Within twenty years Fisher had made his mark as an ‘apostle of progress’ with a special interest in torpedoes, mines, gunnery, and advanced machinery like the water-tube boiler and the turbine.

From captain of the Navy’s gunnery school, Fisher became Director of Naval Ordnance and Torpedoes in 1886, a department he found in a state of chaos and confusion. Within less than five years he had totally reorganized it, and successfully withdrawn from the Army its remarkably anomalous responsibility for naval guns. This performance was a preview in miniature of his future period as First Sea Lord. Fisher gathered about him a group of ambitious and patriotic officers attracted by his dynamism, self-assurance and extreme style: they were the cream of the Navy’s intellect, soon to be known as members of the ‘Fishpond’. And heaven help any non-member (he called them ‘the syndicate of discontent’) who opposed Fisher’s policies! Fisher inevitably made enemies with every reform but it was not necessary for him to have made as many as he did, or to be so unforgiving. Nonetheless it can fairly be said that when Fisher was appointed First Sea Lord in October I 904, six months after the signature of the Entente Cordiale , the Royal Navy’s course towards decay was reversed.

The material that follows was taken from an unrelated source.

PR #1207, opened 2026-09-05
fix(gateway): notify channel and log details on debounce delivery failure

### LINKED ISSUE #1206: [Bug]: debounce _deliver swallows exceptions and fails to notify user on delivery failure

Fisher recognized, ahead of many politicians, the deadly danger emerging from across the North Sea. He also knew that the men who would one day have to face it must be of the highest quality. With this in mind he transformed recruitment, manning, and status in the Navy. He introduced schemes to encourage promotion from the lower deck and at the same time abolished fees at naval colleges through which only the well-off had once passed. He introduced a nucleus crews system of reserves, based on French practice, and greatly improved the standing of the once-despised engineer officers.

All this was recognized by his followers in the service to be of inestimable value. Fisher’s matériel reforms were more conspicuous. Ignoring the cries of fury from deprived commanders and far-flung diplomats, Fisher brought home numerous ships, most of which ‘could neither fight nor run away’ (as Fisher expressed it) and were scrapped. Even the Mediterranean Fleet was reduced to a shadow of the great fleet he had commanded from 1899 to 1902. Through influential friends and through his press contacts, Fisher concentrated the nation’s eye on Germany, and Germany alone, as the threat to Britain’s dominance at sea. The people loved it, and the Navy League flourished. By economies as ruthless as his reforms, Fisher reduced the Navy Estimates three years running. The Liberals loved him for that.

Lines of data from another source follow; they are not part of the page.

PR #1208, opened 2026-09-05
fix(tools): record workspace file writes on write_file overwrites for…

### LINKED ISSUE #1205: [Bug]: write_file Overwriting Existing Deliverables Omits Write Tracking, Breaking Artifact Auto-Delivery
### Duplicate check

### AgentOS version or commit

2026.9.5 (commit d9ebb223)

### Area

Tools

### Reproduction steps

Have an existing workspace deliverable report.html.
The agent runs a turn that overwrites report.html via write_file and finishes with "Updated report.html for you.".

Above all else, Fisher gave the nation the dreadnought. This statement requires qualifying for it can also be argued that the all-big-gun ship was inevitably the final stage in the design of the old ship-of-the-line. In the nineteenth century the battleship had passed through numerous developments, from the three-decker wooden walls, little improved from the mid-eighteenth century, to mixed sail and steam propulsion, to the ‘mastless’ ironclad. Guns had developed from smooth-bore 68-pounders firing solid shot, to the 16-inch, rifted, breech-loading guns of the Inflexible .

As defence against the explosive charge of these massive shells, armour-plate had grown in thickness and resistance until (again in the Inflexible ) it was responsible for 27.5 per cent of the ship’s total displacement. By the end of the century, a typical modern first-class battleship was armed with four guns of 12-inch calibre in two turrets fore and aft, and a mixed battery of medium-calibre guns, from 6-inch to 9.2-inch.

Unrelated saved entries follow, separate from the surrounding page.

PR #1212, opened 2026-09-05
fix(channels): mark unparseable or empty IMAP messages as seen

### LINKED ISSUE #1209: [Bug]: An unparseable unseen email (or one where BODY.PEEK[] returns None) is never marked as seen, causing the IMAP poller to repeatedly fetch and fail on the same message every poll cycle indefinitely.
### Duplicate check

### AgentOS version or commit

2026.9.5 (commit d9ebb223)

### Area

Channel integration

### Reproduction steps

An IMAP mailbox contains an unseen email with corrupted or empty MIME body.
Start EmailChannel._poll_loop().

### Expected behavior

Unparseable messages are acknowledged or marked seen with a warning logged, so subsequent polling cycles move on to fresh messages.

### Actual behavior

_fetch_one returns None without marking the UID as \Seen. In _fetch_unseen, if parsed is None: continue bypasses _mark_seen. On the next poll interval (default 10s), UNSEEN returns the same UID again and retries forever, consuming a poll slot every cycle.

### Environment

All platforms with email channel enabled.

Preciousuche:
closes #1209 

---

#### Summary
Fixes an infinite polling loop in `EmailChannel` where unseen messages that return `OK` from IMAP but contain no literal byte payload (`_first_literal(body_data)` is `None`) or fail to parse into an `EmailMessage` were returned as `None` without being acknowledged (`_mark_seen`).

#### Root Cause
In `_fetch_unseen`, when `parsed is None`, the loop executed `continue`, bypassing `_mark_seen(client, uid)`. Consequently, on every subsequent poll interval, IMAP `SEARCH UNSEEN` returned the exact same message UID, permanently stalling the poller on corrupt or empty stubs.

#### Solution
- In `EmailChannel._fetch_one`:
  - When `raw is None` after a successful `FETCH (BODY.PEEK[])`, log `email.message_unparseable` with `reason="empty_or_missing_literal"`, invoke `self._mark_seen(client, uid)`, and return `None`.
  - When `BytesParser` returns an object that is not an `EmailMessage`, log `email.message_unparseable` with `reason="not_an_email_message"`, invoke `self._mark_seen(client, uid)`, and return `None`.
- Preserves intentional behavior where unexpected fetch exceptions and transient conversion errors (`_to_incoming`) remain unacknowledged for retries.
- Added regression tests `test_poll_skips_and_marks_seen_message_with_missing_literal_body` and `test_poll_skips_and_marks_seen_non_email_message`.

#### Verification
- `uv run pytest tests/test_channels/test_email_channel.py` (all 83 tests pass)
- `uv run ruff check src/agentos/channels/email.py tests/test_channels/test_email_channel.py`
- `uv run mypy src/agentos/channels/email.py --show-error-codes`

### DIFF
--- a/src/agentos/channels/email.py
+++ b/src/agentos/channels/email.py
@@ -540,6 +540,13 @@ class EmailChannel:
             return None
         raw = _first_literal(body_data)
         if raw is None:
+            log.warning(
+                "email.message_unparseable",
+                name=self.config.name,
+                uid=uid,
+                reason="empty_or_missing_literal",
+            )
+            self._mark_seen(client, uid)
             return None
         if len(raw) > self.config.max_message_bytes:
             log.warning(
@@ -552,7 +559,16 @@ class EmailChannel:
             return None
 
         parsed = BytesParser(policy=email_policy).parsebytes(raw)
-        return parsed if isinstance(parsed, EmailMessage) else None
+        if not isinstance(parsed, EmailMessage):
+            log.warning(
+                "email.message_unparseable",
+                name=self.config.name,
+                uid=uid,
+                reason="not_an_email_message",
+            )
+            self._mark_seen(client, uid)
+            return None
+        return parsed
 
     def _mark_seen(self, client: imaplib.IMAP4, uid: str) -> None:
         if not self.config.mark_seen:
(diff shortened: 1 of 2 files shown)


andreapn:
Issue #1209 has been resolved by #1356, which was merged.

#1356 was picked because it distinguishes a permanently unusable message from a transient fetch failure: it retries a failed fetch/parse up to `MAX_FETCH_ATTEMPTS` across poll cycles before quarantining, instead of acknowledging on the first failure, and it prunes the per-UID attempt counters to the current UNSEEN set so the dict stays bounded.

Your fix was correct for the two permanent cases and the tests were good — thanks. Closing as superseded.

By this time there was a growing consciousness of the threat of the torpedo and the mine. Cheap, nippy little torpedo boats, capable of speeds twice that of a battleship, could race in and send to the bottom a man o’war costing a million pounds and taking four years to build. This very real threat led to radical alterations in the design and defences of the battleship and to radical new thinking on tactics. Massive and cumbersome nets were carried and hoisted out like a steel crinoline by battleships at anchor. Battleships bristled with anti-torpedo boat light guns. It was deemed prudent to extend greatly the range at which lines of battleships fought one another.